As with DumpMachine function, the information generated by DumpRegister function depends on the target machine. For the full-state quantum simulator it writes into the file the wave function up to a global phase of the quantum sub-system generated by the provided qubits in the same format as DumpMachine function. For example, take again a machine with only two qubits allocated and in the quantum state $$ \begin{align} \ket{\psi} = \frac{1}{\sqrt{2}} \ket{00} - \frac{(1 + i)}{2} \ket{10} = - e^{-i\pi/4} ( (\frac{1}{\sqrt{2}} \ket{0} - \frac{(1 + i)}{2} \ket{1} ) \otimes \frac{-(1 + i)}{\sqrt{2}} \ket{0} ) , \end{align} $$ calling DumpRegister function for qubit[0] generates this output:

# wave function for qubits with ids (least to most significant): 0
∣0❭:	-0.707107 + -0.707107 i	 == 	******************** [ 1.000000 ]  /      [ -2.35619 rad ]
∣1❭:	 0.000000 +  0.000000 i	 == 	                     [ 0.000000 ]                   

and calling DumpRegister function for qubit[1] generates this output:

# wave function for qubits with ids (least to most significant): 1
∣0❭:	 0.707107 +  0.000000 i	 == 	***********          [ 0.500000 ]     --- [  0.00000 rad ]
∣1❭:	-0.500000 + -0.500000 i	 == 	***********          [ 0.500000 ]  /      [ -2.35619 rad ]

In general, the state of a register that is entangled with another register is a mixed state rather than a pure state. In this case, DumpRegister function outputs the following message:

Qubits provided (0;) are entangled with some other qubit.

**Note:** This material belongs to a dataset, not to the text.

PR #241, opened 2022-12-05
add multikeysend endpoint

### LINKED ISSUE #230: Provide API to send multiple split payments with one request
A common case in the Podcasting 2.0 world is "split payments". That means the podcaster defines multiple payment recipients and the clients send a payment to each of those.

The following example shows you how you can use both DumpRegister function and DumpMachine function in your Q# code:

namespace DumpRegisterTest {
    open Microsoft.Quantum.Intrinsic;
    open Microsoft.Quantum.Diagnostics;
 
    @EntryPoint()
    operation DumpRegisterTestOp () : Unit {
        use qubits = Qubit[2];
        X(qubits[1]);
        H(qubits[1]);
        R1Frac(1, 2, qubits[1]);
        
        DumpMachine("dump.txt");
        DumpRegister("q0.txt", qubits[0..0]);
        DumpRegister("q1.txt", qubits[1..1]);
        ResetAll(qubits);
    }
}

Debugging

On top of Assert and Dump functions and operations, Q# supports a subset of standard Visual Studio debugging capabilities: setting line breakpoints, stepping through code using F10, and inspecting values of classic variables are all possible when running your code on the simulator.

Debugging in Visual Studio Code leverages the debugging capabilities provided by the C# for Visual Studio Code extension powered by OmniSharp and requires installing the latest version.